# Blackberries Pomogranate wine



## bladeofthemoon (Mar 16, 2012)

hey guys,

its been a while since i was last here. got busy with work and life, resulting in getting married and with a killer work load lol 

anyhow, with my last batch of orange wine coming out very well, i decided to experiment with them. This latest batch is blackberry with pomegranate. 

I've used about 3 kgs of fresh off the tree blackberries and about 2 kgs of pomegranate. i tasted the mix to see how much of what to use so i think i should be fine where the taste is concerned. i've added about 100 grams of raisin to add some body to the wine (which worked very well in the previous batch of orange) and of course sugar. however, to make it a sweet wine, i've just added about 500 grams to the mix and the rest i'll add after the 2nd fermentation is over.

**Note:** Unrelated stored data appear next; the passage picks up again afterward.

PR #1431, opened 2021-03-04
Added a config option for visible death messages in humans.

MistakeNot4892:
Implements #980.

### DIFF
--- a/config/example/game_options.txt
+++ b/config/example/game_options.txt
@@ -9,6 +9,9 @@ HEALTH_THRESHOLD_CRIT -50
 ## level of health at which a mob becomes dead
 HEALTH_THRESHOLD_DEAD -100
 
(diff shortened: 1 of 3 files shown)


config/example/game_options.txt
```diff
@@ -9,6 +9,9 @@ HEALTH_THRESHOLD_CRIT -50
 ## level of health at which a mob becomes dead
 HEALTH_THRESHOLD_DEAD -100
 
+## Comment this line to prevent humans showing a visible message upon death ('X seizes up then falls limp, eyes dead and lifeless').
+SHOW_HUMAN_DEATH_MESSAGE
```
comma: IMO should start commented out, to keep current behavior

MistakeNot4892: Fair call.

comma (approved):

PR #1432, opened 2021-03-04
Added config option to force webhooks to send as plaintext.

MistakeNot4892:
Implements #985.


MistakeNot4892:
Pls review.

afterthought2 (approved):

afterthought2:
Only thing to really consider is whether disabling embeds is better in the json file per webhook than the master config.

PR #1441, opened 2021-03-06
Refactoring grab movement handling.

### LINKED ISSUE #1435: Dragging + doors don't mix
#### Description of issue
Approaching a door while dragging an object too large to swap places with prevents the door from automatically opening, players need to manually use an empty hand to get the door to open.  POSSIBLY related, players in wheelchairs seem to need to do the same.

Automatic doors should be, uh.  automatic.

#### Steps to reproduce
drag something.  typically seen with gas canisters or patient-laden roller beds - this does not happen when dragging a mob or something small you can walk through.   Approach a door and walk into it.  Feel outrage as the door waits for you to empty a hand so you can access it.

any automatic door while dragging things.

A while now, I thought it was a feature.

Client Version: 513
Server Revision: 57b4162b6d60ac230dc76caf62315f602f8cb342 - ministationmockup - 2021-03-02
Game ID: caU-a2kj
Current map: Ministation Zebra

#### Issue bingo

MistakeNot4892:
- Prevents grabbed atoms from moving if the holder does not move, which is what was resulting in doors failing to open.
- Replaced `step(AM, get_dir(src, old_turf))` with `AM.DoMove(foo)` and an adjacency check.
- Added some basic move handling for atoms with no movement handlers defined. Includes a workaround for an annoying issue with dragging non-mobs.
- Grab slowdown has been significantly decreased across the board and scales to the size of the atom being dragged.
- Lactate now takes effect slower.
- Fixes #1435.

The workaround is not an ideal solution, but step() breaks grabs on diagonal moves.

### DIFF
--- a/code/datums/movement/mob.dm
+++ b/code/datums/movement/mob.dm
@@ -188,8 +188,8 @@
 			to_chat(mob, SPAN_WARNING("You're pinned down by \a [mob.pinned[1]]!"))
 		return MOVEMENT_STOP
 
-	for(var/obj/item/grab/G in mob.grabbed_by)
-		if(G.assailant != mob && (mob.restrained() || G.stop_move()))
+	for(var/obj/item/grab/G as anything in mob.grabbed_by)
+		if(G.assailant != mob && G.assailant != mover && (mob.restrained() || G.stop_move()))
 			if(mover == mob)
 				to_chat(mob, SPAN_WARNING("You're restrained and cannot move!"))
 			mob.ProcessGrabs()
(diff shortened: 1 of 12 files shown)


code/datums/movement/mob.dm
```diff
@@ -188,7 +188,7 @@
 			to_chat(mob, SPAN_WARNING("You're pinned down by \a [mob.pinned[1]]!"))
 		return MOVEMENT_STOP
 
-	for(var/obj/item/grab/G in mob.grabbed_by)
+	for(var/obj/item/grab/G as anything in mob.grabbed_by)
 		if(G.assailant != mob && (mob.restrained() || G.stop_move()))
```
PsiOmegaDelta: In testing things seem to work much better when this line is changed to `if(G.assailant != mover && (mob.restrained() || G.stop_move()))` (mob -> mover)

PsiOmegaDelta: If it is the case that a mob can grab itself (to hold wounds perhaps?) then it should likely instead be `if(G.assailant != mob && G.assailant != mover && (mob.restrained() || G.stop_move()))`

comma (dismissed):

comma (approved):

afterthought2 (approved):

ofcourse, with an experimental wine like this, i have already run into some trouble. as usual, i don't have access to wine yeast so i've used regular yeast. i activated it and poured it into the must. its been about 12 hours and there is no response. now this usually happens with my wines so i have to put the container in a hot water bath to raise the temp and this usually gets the fermentation going. however, this time its not happening. so i would like to ask the following:

1. i used packeted yeast which needs to be activated last night. is it alright to use fresh yeast if the fermentation hasn't begun by evening completing 24 hours? the fresh yeast is also used for bread making as was the one added last night but they are different brands. the fresh yeast is alive and kicking so no need to activate it. what do you guys say?

2. could it be the acidity levels stopping the yeast from working since i haven't checked the acidity levels?


----------



## bladeofthemoon (Mar 19, 2012)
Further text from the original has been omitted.